Réunion à Vienne pour sauver l’accord

La France, la Grande-Bretagne, la Chine, la Russie et l’Allemagne ont réuni leurs Ministres des Affaires étrangères à Vienne afin de discuter de l’accord de 2015 sur le nucléaire iranien.

Selon le communiqué commun, la réunion s’est déroulée “dans une atmosphère constructive et de confiance” et a abouti à la publication d’une liste de onze objectifs dont les but est officiellement de “fournir des solutions pratiques afin de maintenir la normalisation des relations commerciales et économiques avec l’Iran”.

Londres, Paris et Berlin se sont engagées à prendre des mesures pour résister aux États-Unis et respecter l’accord de Vienne, afin que l’Iran puisse continuer à exporter son pétrole et son gaz. L’accord signé en 2015 avait été dénoncé par l’administration Trump en mai 2018 qui avait rétabli les sanctions contre le pays. Suite à cela, Téhéran avait demandé aux membres restants de compenser les effets de ces sanctions.

Aucune avancée concrète

Malgré trois heures de discussion, aucune avancée concrète n’a été constatée et les six pays ont convenu de poursuivre les négociations. Certes, 11 objectifs ont été fixés pour sauver l’accord de Vienne, mais aucun moyen concret n’a été déterminé pour relever ce défi.

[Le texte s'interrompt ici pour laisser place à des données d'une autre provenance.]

Issue #53, opened 2016-05-30
Zoom in to city level details


JavierJia:
The frontend can ask the shapes as needed, not like the state and county shapes which were loaded at the beginning.

JavierJia:
@zonghengma

JavierJia:
@zonghenma, you can take a look at the js code inside  `neo/public/javascripts/map/controllers.js`

zonghengma:
If just load the entire city data, the webpage gets stuck for around 10 seconds on my machine when it is first loaded. It also gets stuck for 5 seconds or so when the map is zoomed into city level.

JavierJia:
sounds cool. could send a PR (pull request) about the change? we don't need to merge, but we can have a check about the code.

zonghengma:
Great. I'll do it as soon as I get home.

JavierJia:
No rush 😄

chenlica:
Cool.  It verified the conjecture that loading too much city data to the browser will slow down the response.  For our record, what's the size of the city data?

After @JavierJia checks your code, please start working on the idea we discussed last time: the frontend loads data from the middleware those cities in a certain region.  We also need to implement a function in the middleware to find cities in a region by scanning all the cities.

zonghengma:
Updates: I have attempted to load the entire city data in the beginning. However, this makes the webpage to get stuck completely for about 10 sec in the beginning as well as when zoom into city levels. Once in city level, the map becomes very unresponsive. We can conclude that this is not an acceptable way. I am currently trying to only load the city data inside within the map currently being shown in the window. This contains modifications in the middleware as well. I'll post new updates here as soon as I have new findings.

zonghengma:
Updates:
The middleware can now calculates the mid-points of the cities on first launch. 
Front-end can send a get request whenever the map is dragged in city level.
Todo:
Store the mid-points someway in order and return to front-end as need.

@JavierJia Do we need to change the calculation of mid-points of states and counties from the front-end to middleware? It is kind of messy if we calculate some mid-points in the middleware and some in the front-end.

chenlica:
Cool!  Looking forward to the demo with the city-level details!

JavierJia:
@zonghengma Processing by the front-end is an ideal case which can save a lot msg passing to middleware. Use middleware is a fallback because the city is too big to process in front-end.

JavierJia:
@zonghengma can upload a PR for review?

Selon le Président iranien Hassan Rohani, les mesures proposées par les européens seraient insuffisantes. Ce fut le première réunion de ce genre depuis le retrait américain. Lors de ce retrait, les États-Unis avaient menacé de pénaliser les pays continuant à importer le pétrole iranien après le 4 novembre 2018.

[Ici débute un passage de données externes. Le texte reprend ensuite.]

PR #213, opened 2016-10-25
Calculate the centroid of cities in middleware when it starts

zonghengma:
It is what I have at this point. I will update it soon.

Things left:
Store the mid-points someway in order after calculation;
Binary search the mid-points to return to front-end.

### DIFF
--- a/geotag.sh
+++ b/geotag.sh
@@ -19,7 +19,9 @@
 
 set -o nounset                              # Treat unset variables as an error
 
+thread=$1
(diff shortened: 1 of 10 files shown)


JavierJia:
Sounds good. But for each PR please make it as atomic as possible. We don't need to finish one task by just one PR. Usually it has multiple steps, and each step should be separate PR.

For this PR specifically, please just submit the middleware changes.

JavierJia:
and again, usually even in your local repo, you should create a feature branch instead of using the `master`

zonghengma:
Closed due to additional file changes in the PR that may cause confusion. See PR #214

Alors que les sanctions à l’encontre de l’Iran seront mises en oeuvre dès le mois d’août par les États-Unis, le Ministre français des Affaires étrangères Jean-Yves Le Drian a déclaré que les mesures économiques visant à permettre les exportations ne pourraient être mises en places qu’à partir de novembre.

Il a ajouté que pour parvenir à ce montage financier, l’Iran “devait cesser cette menace permanente de rompre ses engagements”.

L’Iran menace de bloquer les exportations

Dans le cas où Washington met sa menace à exécution et impose des pénalités financières aux pays qui continuent à importer son pétrole, Téhéran pourrait bloquer le détroit d’Ormuz. Cela aura pour résultat de bloquer le trafic pétrolier de l’ensemble des pays voisins à l’Iran, 30% des exportations mondiales de pétrole transitant par cette voie maritime.

Alors que les pressions pour isoler Téhéran du marché pétrolier s’intensifient, les prix du brut montent et le baril a atteint $79.00 début juin. Pour stabiliser les prix, l’Organisation des Pays Exportateurs de Pétrole (OPEP) a annoncé une hausse modérée de la production.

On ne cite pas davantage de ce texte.